Transactions and Disclosures

  • Ensure that beginning net assets agree with the prior year’s audited ending net assets.
  • Ensure inter-fund accounts and net assets released from restrictions net to zero.
  • Make sure you have considered all possible releases from restrictions.
  • Consider any gifts in kind, their valuation methods, and additional disclosure requirements.
  • Note any new significant transactions that require special attention or disclosure.
  • Ensure that you are aware of any related party transactions and can provide details for these.
  • Perform all reconciliations or account analyses and have someone other than the preparer review these (be sure that they document their review).
  • Have explanations ready for any large fluctuations. This covers year-over-year account balances or current-year budget to actual variances. Also, qualitative or quantitative reasons for these changes should be considered.
  • Ensure you have the latest signed permanent documents, such as leases and loan agreements.
  • If you have loan covenants, perform an analysis throughout the year and close to your year-end.
  • Consider contingencies if there were significant uses of attorneys during the year.
  • Stay on top of relevant accounting pronouncements, tax law changes, and other regulatory requirements, and perform any implementation measures needed (tip: your auditor may have resources they can share with you!).
  • Review any prior year adjusting journal entries or passed journal entries for relevance in the current year.

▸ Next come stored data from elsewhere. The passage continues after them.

PR #79, opened 2020-07-15
Bash js boiler 

cjoshea9:
Changed to use javascript instead of python to do the bash code to gast and then called the javascript files using os in main.py


g-harel:
Please gitignore `node_modules`

cjoshea9:
I committed node_modules on accident, I should delete those right?

jackdavidweber:
Make sure to merge this into bash development branch rather than master!

bash/code_to_gast/bash_helpers.js
```diff
@@ -0,0 +1,46 @@
...
+    return node_list
+}
+
+function word_to_gast(node) {
+    text = node["text"]
+    if (text === "true") {
+        return {"type": "bool", "value": 1}
+    } else if (text === "false") {
+        return {"type": "bool", "value": 0}
+    } else if (!isNaN(text)) {
```
jackdavidweber, line 24: this seems dangerous... maybe add comment explaining what is happening here so that it is easier to fix if it breaks

bash/code_to_gast/bash_helpers.js
```diff
@@ -0,0 +1,46 @@
...
+    let node_list = []
+    for(const elem of node) {
+        node_list.push(bash_router.node_to_gast(elem))
+    }
+    return node_list
+}
+
+function word_to_gast(node) {
+    text = node["text"]
+    if (text === "true") {
```
jackdavidweber, line 20: Why is text being handled within this function as opposed to by the router? Could you just return code_to_gast(text) and then have a separate function rather than dealing with it within here?

bash/code_to_gast/bash_helpers.js
```diff
@@ -0,0 +1,46 @@
...
+    } else if (text === "false") {
+        return {"type": "bool", "value": 0}
+    } else if (!isNaN(text)) {
+        return {"type": "num", "value": Number(text)}
+    } else {
+        return {"type": "str", "value": text}
+    }
+}
+
+function command_to_gast(node) {
```
jackdavidweber, line 31: Good way of dealing with this issue! I think because bash is so weird, you unfortunately probably should add some more comments / examples / documentation.

bash/code_to_gast/bash_helpers.js
```diff
@@ -0,0 +1,46 @@
...
+        gast = {"type": "funcCall"}
+        gast["args"] = bash_router.node_to_gast(node["suffix"])
+        gast["value"] = {"type": "logStatement"}
+        return gast
+    } else {
+        return bash_router.node_to_gast(node["name"])
+    }
+}
+
+exports.script_to_gast = script_to_gast
```
jackdavidweber, line 43: should this be wrapped in a function?

bash/code_to_gast/bash_main.js
```diff
@@ -0,0 +1,12 @@
...
+
+const bash_input = process.argv[2]
+let input_ast = ""
+try {
+    input_ast = parse(bash_input);
+} catch(err) {
+    return "Error: code could not compile"
+}
+
+console.log(JSON.stringify(bash_router.node_to_gast(input_ast)))
```
jackdavidweber, line 12: remove? JSON.stringify should probably not exist within the console.log since it is an important call.

main.py
```diff
@@ -2,10 +2,11 @@
 import javascript.code_to_gast.js_main as js_main
 import python.code_to_gast.py_main as py_main
 import java.code_to_gast.java_main as java_main
-import bash.code_to_gast.bash_main as bash_main
 import shared.gast_to_code.gast_to_code_router as gtc
 from data_service import DataService
 from bootstrap import bootstrap
+import subprocess
+import json
```
jackdavidweber, line 9: do these imports need to be added to requirements.txt?

main.py
```diff
@@ -25,7 +26,10 @@ def main(input_code, input_lang, output_lang):
     elif input_lang == "java":
         gast = java_main.java_to_gast(input_code)
     elif input_lang == "bash":
-        gast = bash_main.bash_to_gast(input_code)
+        process = subprocess.Popen(['node', 'bash/code_to_gast/bash_main.js', input_code], stdout=subprocess.PIPE, stderr=subprocess.PIPE)
```
jackdavidweber, line 29: this is fine for now, but feel like this should probably eventually live somewhere else

test/test_log_statement.py
```diff
@@ -9,6 +9,7 @@ def test_no_args(self):
     def test_one_arg(self):
         self.assertEqual('console.log("hello")', main.main('print("hello")', 'py', 'js'))
         self.assertEqual('print(5)', main.main('console.log(5)', 'js', 'py'))
+        self.assertEqual('echo 8', main.main('console.log(8)', 'js', 'bash'))
```
jackdavidweber, line 12: This is the problem with only doing these big integration tests. Need to now ask the question if we should translate btwn all the combinations of language pairs in order to test. Not sure there is a good answer and I think integration tests are important. @Danish21 we talked about this during our 1:1. Do you have any advice?

bash/code_to_gast/bash_helpers.js
cjoshea9: Okay

bash/code_to_gast/bash_helpers.js
cjoshea9: This is an attribute of the word node, and word nodes are the base cases, I will add a comment so it is more clear

bash/code_to_gast/bash_helpers.js
cjoshea9: No, it needs to be directly exported in the file so other files can see it. I could wrap them in a function then call the function right below it if you think that is cleaner

main.py
cjoshea9: No these are built in

test/test_log_statement.py
cjoshea9: I agree that our testing framework is not perfect. Also, Michael and I decided it may not be worth it to continue to have bash as an input language, so we will definitely need gast_to_code tests for bash

bash/code_to_gast/bash_helpers.js
```diff
@@ -0,0 +1,59 @@
+const bash_router = require("./bash_router.js")
+
+/**
+ * Handles the script type which is the top level node that every command has
+ */
+function script_to_gast(node) {
+    gast = {"type": "root"}
```
g-harel, line 7: Would prefer if `gast` was fully declared with `const`.

bash/code_to_gast/bash_helpers.js
g-harel: I had no idea `isNaN` has some fancy stuff when passed a string ...

bash/code_to_gast/bash_helpers.js
g-harel: If you wanted to do this inline, I think this would also do the trick:

```js
exports.dothething = function () {}
```

bash/code_to_gast/bash_main.js
```diff
@@ -0,0 +1,14 @@
+const bash_router = require("./bash_router.js")
+const parse = require("bash-parser");
+
+const bash_input = process.argv[2]
```
g-harel, line 4: Should this fail when given too little arguments?

bash/code_to_gast/bash_main.js
```diff
@@ -0,0 +1,14 @@
...
+let input_ast = ""
+try {
+    input_ast = parse(bash_input);
+} catch(err) {
+    return "Error: code could not compile"
+}
+
+const gast = bash_router.node_to_gast(input_ast)
+const json_string = JSON.stringify(gast)
+console.log(json_string)
```
g-harel, line 14: Is this how the result is sent back to the caller?

bash/gast_to_code/bash_gast_to_code_converter.py
```diff
@@ -10,4 +10,10 @@ def handle_bool(gast):
             return "true"
         else:
             return "false"
+    
+    def handle_log_statement(gast):
+        return "echo"
```
g-harel, line 15: Is this intentionally not printing the arguments?

main.py
g-harel, line 29: Would like this logic to be abstracted away into a function with the same signature as the other ones.

test/test_log_statement.py
g-harel: I think it would be valuable to also do some lang <-> gast tests if those don't exist already. 
Tests are pretty cheap so why not also have a bunch of lang -> lang tests as well.

bash/code_to_gast/bash_helpers.js
cjoshea9: Fixed in next PR

bash/code_to_gast/bash_main.js
cjoshea9: This will always be given three arguments, `['node', 'bash/code_to_gast/bash_main.js', input_code]`. The third argument is always the input_code

bash/code_to_gast/bash_main.js
cjoshea9: Yes

bash/gast_to_code/bash_gast_to_code_converter.py
cjoshea9: Yes, this is how we do it in every language. Arguments are handled by another recursive call to the router

main.py
cjoshea9: The problem is that this is python code calling javascript code, so I can't put the logic in bash_main because it is a js file. I could make a helper in main.py but that seems awkward

g-harel: Why would a helper be awkward? Doesn't need to be in `main.py`.

bash/code_to_gast/bash_main.js
g-harel: What if the integration is accidentally broken and it's given incorrect args? Solid validation could prevent silent errors.

test/test_log_statement.py
cjoshea9: We aren't going to do bash as an input language anymore but I think those are valuable for gast to code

  • Delegate which team members are in charge of addressing specific audit requests. Inform other team members outside of accounting about the potential need to be involved to answer questions, i.e., HR, legal, IT, etc.
  • Gather contact names and information for service organizations, bankers, pension custodians, material vendors, etc., as the auditor may need these for questions or confirmations.
  • Establish a timeline internally and with the audit team and stick to it. Have periodic meetings with your team to assess progress and reprioritize tasks if needed. Communicate your progress with the audit team when you have your progress check-ins.

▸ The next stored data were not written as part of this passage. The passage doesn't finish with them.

PR #82, opened 2020-07-16
Java custom functions

swalsh15:
Add support for calling custom functions in java. Works for calling static and non static functions with arguments.

### DIFF
--- a/java/code_to_gast/java_expression.py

Concerning Internal Controls

  • Update internal control narratives, being as specific as possible in your documentation as to the control point. In other words, what controls do you have to ensure that the amount on the financial statement is correct? (Tip: use job titles when referring to individuals instead of names; note whether any roles were not filled or had turnover during the year). Be sure these controls are accurate and are operating in place as opposed to what the organization aspires to have.
  • Review any recommendations communicated during last year’s audit and be prepared to provide an update on their status. For any deficiencies that were resolved, provide support for the new procedures and controls that were implemented.
  • Know your weak spots in internal control and anticipate potential deficiencies. Before proceeding, communicate any controls that were not implemented consistently to your auditor.
  • Have a system to review SOC (system and organization control) reports from your service organizations at least annually and document this review. Pay particular attention to the listed complementary user entity controls to ensure these are in place.

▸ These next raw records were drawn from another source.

PR #83, opened 2020-07-16
Bash conditionals

cjoshea9:
Decided that code_to_gast was too difficult with the limited tooling from these bash parsers, so with Michael, Jack, and Steph decided we just won't support bash as an input language, but only as an output language. 

I imagine that most use cases for this would be translating say python code to bash and not vice versa, so hopefully this makes sense for our users as well.

This PR adds gast_to_code for conditionals in bash. 

Note: there is no concept of booleans in bash so other things will need to be added to make these conditionals more effective and useful.


cjoshea9:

There are many additional finance and operating areas to consider beyond the basics for an audit. Here is a partial list of areas to consider that could enhance the organization’s well-being:

  • Have there been any cybersecurity incidents or attack attempts? Is the IT team well-built, or could they use help designing and implementing IT controls? Have you provided training on what to look out for in suspicious emails?
  • Do you have a policy regarding unclaimed property? Has unclaimed property been properly escheated? Have you performed an analysis of all unclaimed property?
  • Does your retirement plan require an annual audit or amendment due to recent regulatory changes?
  • Have you evaluated coverage and other policy matters regarding insurance policies?
  • Does your organization have strong internal controls, or do you have any weak spots? Are duties properly segregated? Do those charged with governance have any concerns about internal controls? Are processes efficient and effective? Are controls working as designed, and are they implemented consistently?
  • Do you need any forensic services to address any suspected or identified fraud?
  • Are all significant positions properly staffed?
  • Could your organization benefit from other services (valuation services, risk consulting, finance)?

Again, although we sometimes classify these enhancements as afterthoughts, they can actually serve to reduce expenses—small inefficiencies add up over time. If you identify any services your organization could benefit from, consider outsourcing them to specialists.

If you apply the basics and consider the enhancements, you will be better positioned for your audit, and this preparedness will lead to more efficient and cost-effective audits.